## Exercise
Restate the entries below word for word, leaving nothing out.

━━━━

PR #2973, opened 2022-06-15
Fix target uri for webdav prefix for datatx

redblom:
When a webdav prefix is used it appears in both host and name parameter of the target uri for data transfer. This PR fixes that.
The resulting target uri should be similar to:
`http://...token...@reva.eu/prefix/?name=remote.php/webdav/home/...`

### DIFF
--- a/internal/grpc/services/gateway/webdavstorageprovider.go
+++ b/internal/grpc/services/gateway/webdavstorageprovider.go
@@ -238,6 +238,7 @@ func (s *svc) extractEndpointInfo(ctx context.Context, targetURL string) (*webda
 }
 
 func (s *svc) getWebdavEndpoint(ctx context.Context, domain string) (string, error) {
+	fmt.Printf("getWebdavEndpoint( domain = %v )\n", domain)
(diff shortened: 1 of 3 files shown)


internal/grpc/services/gateway/webdavstorageprovider.go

━━━━

## Your response
PR #2973, opened 2022-06-15
Fix target uri for webdav prefix for datatx

redblom:
When a webdav prefix is used it appears in both host and name parameter of the target uri for data transfer. This PR fixes that.
The resulting target uri should be similar to:
`http://...token...@reva.eu/prefix/?name=remote.php/webdav/home/...`

### DIFF
--- a/internal/grpc/services/gateway/webdavstorageprovider.go
+++ b/internal/grpc/services/gateway/webdavstorageprovider.go
@@ -238,6 +238,7 @@ func (s *svc) extractEndpointInfo(ctx context.Context, targetURL string) (*webda
 }
 
 func (s *svc) getWebdavEndpoint(ctx context.Context, domain string) (string, error) {
+	fmt.Printf("getWebdavEndpoint( domain = %v )\n", domain)
(diff shortened: 1 of 3 files shown)


internal/grpc/services/gateway/webdavstorageprovider.go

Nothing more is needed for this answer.